== THE TASK ==
Copy each line below that has "only".
*** RECORDS FOR PROCESSING
PR #2679, opened 2017-02-06
DynamoDB Gateway Provider fix: was including non-gateway silos

chrisbrook83:
The DynamoDB gateway provider was not filtering out silos with a proxy-port of 0.

All other providers only consider Active silos, sharing the current DeploymentId, with a non-zero proxy port (e.g. https://github.com/dotnet/orleans/blob/master/src/OrleansAzureUtils/Storage/OrleansSiloInstanceManager.cs#L235)

Added test coverage and fixed using additional predicate on query.

I've not been able to re-run all the membership provider tests for other providers locally, but have examined the code for all of them, and they all appear to include this correct check.

### DIFF
--- a/src/OrleansAWSUtils/Membership/DynamoDBGatewayListProvider.cs
+++ b/src/OrleansAWSUtils/Membership/DynamoDBGatewayListProvider.cs
@@ -45,9 +45,15 @@ namespace Orleans.Runtime.MembershipService
             var expressionValues = new Dictionary<string, AttributeValue>
             {
                 { $":{SiloInstanceRecord.DEPLOYMENT_ID_PROPERTY_NAME}", new AttributeValue(deploymentId) },
-                { $":{SiloInstanceRecord.STATUS_PROPERTY_NAME}", new AttributeValue { N =  INSTANCE_STATUS_ACTIVE } }
+                { $":{SiloInstanceRecord.STATUS_PROPERTY_NAME}", new AttributeValue { N = INSTANCE_STATUS_ACTIVE } },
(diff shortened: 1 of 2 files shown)


src/OrleansAWSUtils/Membership/DynamoDBGatewayListProvider.cs
```diff
@@ -45,9 +45,15 @@ public Task InitializeGatewayListProvider(ClientConfiguration conf, Logger logge
             var expressionValues = new Dictionary<string, AttributeValue>
             {
                 { $":{SiloInstanceRecord.DEPLOYMENT_ID_PROPERTY_NAME}", new AttributeValue(deploymentId) },
-                { $":{SiloInstanceRecord.STATUS_PROPERTY_NAME}", new AttributeValue { N =  INSTANCE_STATUS_ACTIVE } }
+                { $":{SiloInstanceRecord.STATUS_PROPERTY_NAME}", new AttributeValue { N = INSTANCE_STATUS_ACTIVE } },
+                { $":{SiloInstanceRecord.PROXY_PORT_PROPERTY_NAME}", new AttributeValue { N = "0"} }
```
sergeybykov: Shouldn't this rather be `N != "0"`. Apologies if I misunderstood the syntax.

galvesribeiro: @sergeybykov this only means we are setting the attribute as a Number to 0 so it can be used later in the real query. It is not the query itself.

sergeybykov:
Thank you, @chrisbrook83!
******
== YOUR SOLUTION ==
All other providers only consider Active silos, sharing the current DeploymentId, with a non-zero proxy port (e.g. https://github.com/dotnet/orleans/blob/master/src/OrleansAzureUtils/Storage/OrleansSiloInstanceManager.cs#L235)
galvesribeiro: @sergeybykov this only means we are setting the attribute as a Number to 0 so it can be used later in the real query. It is not the query itself.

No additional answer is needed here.